Los descendientes de esclavos en Mauritania piden el fin de su exclusión

Nuakchot, 27 nov (EFE).- Una destacada organización de los harratines, una comunidad descendiente de antiguos esclavos en Mauritania, exigió hoy en un comunicado el fin de la exclusión a esta etnia en el país magrebí con motivo del Día de la Independencia, que se celebra mañana.
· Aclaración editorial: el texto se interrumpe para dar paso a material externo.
PR #747, opened 2015-07-21
Refactoring of the Presenter objects

shanethehat:
Breaking the existing large presenter object up into smaller collaborating objects will make it easier to modify the behaviour of individual parts, either as part of phpspec core or by extensions. One such change that this would enable would be to stop truncating strings in failure output when a verbose flag is passed.

Scrutinizer will not pass until https://github.com/phpspec/phpspec/pull/748 is merged.

### DIFF
--- a/src/PhpSpec/Formatter/Presenter/Exception/GenericPhpSpecExceptionPresenter.php
+++ b/src/PhpSpec/Formatter/Presenter/Exception/GenericPhpSpecExceptionPresenter.php
@@ -13,9 +13,7 @@
 
 namespace PhpSpec\Formatter\Presenter\Exception;
 
-final class GenericPhpSpecExceptionPresenter
-    extends AbstractPhpSpecExceptionPresenter
-    implements PhpSpecExceptionPresenter
+final class GenericPhpSpecExceptionPresenter extends AbstractPhpSpecExceptionPresenter implements PhpSpecExceptionPresenter
 {
     /**
      * @var ExceptionElementPresenter
--- a/src/PhpSpec/Formatter/Presenter/Exception/GenericPhpSpecExceptionPresenter.php
+++ b/src/PhpSpec/Formatter/Presenter/Exception/GenericPhpSpecExceptionPresenter.php
@@ -1,0 +1,93 @@
+<?php
+
+/*
+ * This file is part of PhpSpec, A php toolset to drive emergent
+ * design by specification.
+ *
+ * (c) Marcello Duarte <marcello.duarte@gmail.com>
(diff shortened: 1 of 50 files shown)


.scrutinizer.yml
```diff
@@ -20,7 +20,12 @@ tools:
...
 
+checks:
+  php:
+    duplication: false
+
 filter:
   excluded_paths:
     - docs/*
     - vendor/*
+    - src/PhpSpec/Formatter/Presenter/StringPresenter.php
```
stof: why are you excluding it ? This looks bad

src/PhpSpec/Formatter/Presenter/Exception/GenericPhpSpecExceptionPresenter.php
```diff
@@ -0,0 +1,61 @@
...
+ *
+ * For the full copyright and license information, please view the LICENSE
+ * file that was distributed with this source code.
+ */
+
+namespace PhpSpec\Formatter\Presenter\Exception;
+
+final class GenericPhpSpecExceptionPresenter
+    extends AbstractPhpSpecExceptionPresenter
+    implements PhpSpecExceptionPresenter
```
stof: this should stay on a single line

src/PhpSpec/Formatter/Presenter/Value/ValuePresenter.php
```diff
@@ -0,0 +1,19 @@
+<?php
+/**
+ * Created by PhpStorm.
+ * User: shane
+ * Date: 21/07/15
+ * Time: 08:44
```
stof: this comment is wrong

.scrutinizer.yml
shanethehat: This is part of a temp commit that was introduced to show the improvement the refactoring has on the code quality metrics. It should be removed before merging.

src/PhpSpec/Formatter/Presenter/Exception/GenericPhpSpecExceptionPresenter.php
ciaranmcnulty: Won't that make it too wide?

stof: There is no hard restriction on line length in PSR-2, only a recommendation to avoid making lines too long.

and all other code in phpspec keeps the class declaration on a single line IIRC (btw, the Symfony CS, which are built on top of PSR-2, are indeed mandating to keep in on a single line)

PR #748, opened 2015-07-22
Disable superglobal rule checking

shanethehat:
A recently added Scrutinizer rule is making builds fail because it believes that superglobals are bad.


shanethehat:
The build says it's broken for an issue that is now ignored, but if I trigger a rebuild by rebasing it will forget that the issue was ignored.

El movimiento Carta de los Derechos Políticos, Sociales y Económicos de los Harratines aseguró que la construcción del Estado moderno en este país es “incompleta” porque está basada en la exclusión de los descendentes de antiguos esclavos.

“Hablar de independencia es hablar de algo incompleto y no realizado dado que el liderazgo político establecido durante 58 años profundiza un enfoque basado en la exclusión, el saqueo y la injusticia”, señaló la organización en un comunicado.

Mauritania se independizó de Francia el 28 de noviembre de 1960 y, desde entonces, el poder político, económico y militar ha estado en manos de los “baidán”, etnias arabobereberes que constituyen aproximadamente un tercio de la población (los otros dos tercios son los harratines y los negroafricanos del valle del Senegal).

Fundada hace unos años, la Carta de los Derechos Políticos, Sociales y Económicos de los Harratines es un movimiento pacífico que reivindica los derechos de los descendientes de los antiguos esclavos ante las autoridades y trata de sensibilizar a la opinión pública.

En su comunicado, el movimiento llamó a las fuerzas nacionales a que “se preocupan por la seguridad y los intereses de Mauritania” y pongan fin a la “trágica” situación de los harratines.

Asimismo, consideró que la ausencia de una equidad social duradera y una distribución justa de la riqueza hace que la celebración del Día de la Independencia sea un “evento incompleto” y denunció a aquellos que continúan monopolizando los recursos de Mauritania, pero sin citarlos expresamente.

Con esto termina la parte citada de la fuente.